Java crawler crawls the mobile search page httpclient + jsup on JD
1. Requirements and configuration
Demand: crawl the information of JD mobile phone search page, record the name, price, number of comments, etc. of each mobile phone, and form a data table that can be used for actual analysis.
Using the Maven project, log4j records logs, which are only exported to the console.
Maven dependencies are as follows (POM. XML)
Log4j configuration (log4j. Properties) outputs info and above information to the console without setting the output document separately.
2. Requirements analysis and code
2.1 demand analysis
The first step is to establish a connection between the client and the server, and obtain the HTML content on the web page through the URL.
The second step is to parse the HTML content and get the required elements.
The third step is to output the HTML content to the local text document, which can be directly analyzed by other data analysis software.
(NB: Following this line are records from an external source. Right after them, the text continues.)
PR #871, opened 2020-08-30
Javascript disable fix

lwindolf:
Merging missing code that was intended to rework the LifereaHtmlView to distinguish between internal and external web content loading.

Sorry about the other stuff that's in here too :-(


src/favicon.c
```diff
@@ -172,7 +172,7 @@ favicon_get_urls (subscriptionPtr subscription, const gchar *html_url)
 	}
 
 	/* case 2: */
-	if (html_url) {
+	if (html_url && strstr (html_url, "://")) {
 		tmp = g_strstrip (g_strdup (html_url));
```
Leiaz, line 176: It might be better to use Glib's String utility functions where possible.

src/parsers/rss_channel.c
```diff
@@ -353,14 +352,12 @@ rss_init_feed_handler (void)
...
 	}
-	
+
 	if (!rss_nstable) {
 		rss_nstable = g_hash_table_new (g_str_hash, g_str_equal);
 		ns_rss_ns_uri_table = g_hash_table_new (g_str_hash, g_str_equal);
 
-		/* register name space handlers */		
-		rss_add_ns_handler (ns_bC_get_handler ());
-		rss_add_ns_handler (ns_dc_get_handler ());
```
Leiaz, line 363: You removed blogChannel but ns_dc_get_handler() is removed too, was that intended ?

Leiaz (changes requested):
I have not looked at everything yet but the new feed auto discovery seems to be buggy. If I try to add urls that are not direct feed urls, I get "double free or corruption" crashes or garbage as source. For instance with https://www.mozilla.org I get gibberish as local file source (weird unicode characters, so likely reading memory it shouldn't).

```
double free or corruption (out)
--Type <RET> for more, q to quit, c to continue without paging--

Thread 1 "liferea" received signal SIGABRT, Aborted.
__GI_raise (sig=sig@entry=6) at ../sysdeps/unix/sysv/linux/raise.c:50
50	../sysdeps/unix/sysv/linux/raise.c: No such file or directory.
(gdb) bt
#0  __GI_raise (sig=sig@entry=6) at ../sysdeps/unix/sysv/linux/raise.c:50
#1  0x00007ffff3a6c537 in __GI_abort () at abort.c:79
#2  0x00007ffff3ac5828 in __libc_message
    (action=action@entry=do_abort, fmt=fmt@entry=0x7ffff3bd3e31 "%s\n")
    at ../sysdeps/posix/libc_fatal.c:155
#3  0x00007ffff3accb1a in malloc_printerr
    (str=str@entry=0x7ffff3bd6210 "double free or corruption (out)")
    at malloc.c:5347
#4  0x00007ffff3ace148 in _int_free
    (av=0x7ffff3c05b80 <main_arena>, p=0x7fffffffe180, have_lock=<optimized out>) at malloc.c:4314
#5  0x0000555555581657 in html_auto_discover_feed
    (data=0x555556e3c390 "\n\n\n<!DOCTYPE html>\n<html lang=\"en-US\" dir=\"ltr\" class=\"no-js\">\n<head prefix=\"og: http://ogp.me/ns#\">\n  <meta charset=\"utf-8\">\n  <meta http-equiv=\"X-UA-Compatible\" content=\"IE=Edge\">\n  <script>(functio"..., defaultBaseUri=0x555556f06cb0 "https://developer.mozilla.org/")
    at ../html.c:257
#6  0x000055555557f116 in feed_parser_auto_discover (ctxt=0x555556cd9190)
    at ../feed_parser.c:121
#7  0x000055555557f560 in feed_parse (ctxt=0x555556cd9190)
    at ../feed_parser.c:234
#8  0x000055555557eabf in feed_process_update_result
    (subscription=0x555556cdaa40, result=0x555556cc8da0, flags=9)
--Type <RET> for more, q to quit, c to continue without paging--
    at ../feed.c:318
#9  0x000055555558e60a in subscription_process_update_result
    (result=0x555556cc8da0, user_data=0x555556cdaa40, flags=9)
    at ../subscription.c:219
#10 0x0000555555590e52 in update_process_result_idle_cb
    (user_data=0x555556cd2bd0) at ../update.c:601
#11 0x00007ffff3dc24ce in g_main_context_dispatch ()
    at /lib/x86_64-linux-gnu/libglib-2.0.so.0
#12 0x00007ffff3dc2880 in  () at /lib/x86_64-linux-gnu/libglib-2.0.so.0
#13 0x00007ffff3dc290f in g_main_context_iteration ()
    at /lib/x86_64-linux-gnu/libglib-2.0.so.0
#14 0x00007ffff400d02d in g_application_run ()
    at /lib/x86_64-linux-gnu/libgio-2.0.so.0
#15 0x0000555555586ddc in liferea_application_new (argc=1, argv=0x7fffffffe5a8)
    at liferea_application.c:351
#16 0x000055555559116a in main (argc=1, argv=0x7fffffffe5a8) at main.c:54
(gdb) f 5
#5  0x0000555555581657 in html_auto_discover_feed (
    data=0x555556e3c390 "\n\n\n<!DOCTYPE html>\n<html lang=\"en-US\" dir=\"ltr\" class=\"no-js\">\n<head prefix=\"og: http://ogp.me/ns#\">\n  <meta charset=\"utf-8\">\n  <meta http-equiv=\"X-UA-Compatible\" content=\"IE=Edge\">\n  <script>(functio"..., defaultBaseUri=0x555556f06cb0 "https://developer.mozilla.org/")
    at ../html.c:257
257		g_free (baseUri);
```

src/html.c
```diff
@@ -206,28 +206,57 @@ search_links (const gchar* data, gint linkType)
...
+}
 
-	baseU = search_tag_link(data, "base", NULL);
-	if (!baseU)
-		baseU = baseUri;
+GSList *
+html_auto_discover_feed (const gchar* data, const gchar *defaultBaseUri)
+{
+	GSList		*iter, *links = NULL;
+	gchar		*baseUri;
```
Leiaz, line 222: Found a source of crashes/garbage source : this should be initialized to NULL or it will contain garbage and not be null in the if below.

lwindolf: Thanks for spotting this! It is amazing how useless Githubs CodeQL scanner is to not find this uninitialized variable. Maybe I misconfigured it, but so far it found nothing of relevance.

src/parsers/rss_channel.c
lwindolf: Oh... Reverted.

src/favicon.c
lwindolf: Good point. Changed.

Leiaz (approved):
Looks good :+1: 
I had a weird bug that disappeared after a `make clean`. The source seemed to be blank.
`** (liferea:349972): WARNING **: 22:28:33.934: The request for  could not be parsed!`
There may be an issue with the Makefile ...

lwindolf:
Thanks for retesting!

PR #875, opened 2020-09-05
Zoom : going back to normal size

Leiaz:
Because of the way zoom works in Liferea it is not possible to go back by zooming out after zooming in, the resulting size is slightly different which this is annoying. In Firefox for example, the zoom works differently, there seems to be a fixed list of zoom levels between 30% and 300%.
Here I just add an action to set the zoom back to 1:1 to the existing zoom in and out.

In the second commit I also remove what I think is obsolete code to make shortcuts for zoom works, but I'm not sure about that part. I added the shortcuts to the actions and it seems to work, and that way they are not completely hardcoded : they can be changed by plugins, etc ... But maybe there was another reason for those shortcuts to be handled in this way ?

According to the above analysis, four classes are established: gethtml (for obtaining website HTML), parsehtml (for parsing HTML), writeto (for outputting documents) and maincontrol. The following describes the four classes respectively. In order to make the code as concise as possible, all exceptions are thrown directly from the method without catching.
2.2 code
2.2. 1gethtml class
This class contains two methods: geth (string URL) and urlcontrol (string baseurl, int page), which are used to obtain web page HTML and control URL respectively. Since the crawled web page content is only the search result of a certain kind of goods on JD, you don't need to traverse all the URLs on the page. You just need to observe the change of URL when turning the page and launch the law. Only the urlcontrol method is exposed externally, and a private log attribute is set in the class: private static logger log = logger getLogger(getHTML.class); Used for logging.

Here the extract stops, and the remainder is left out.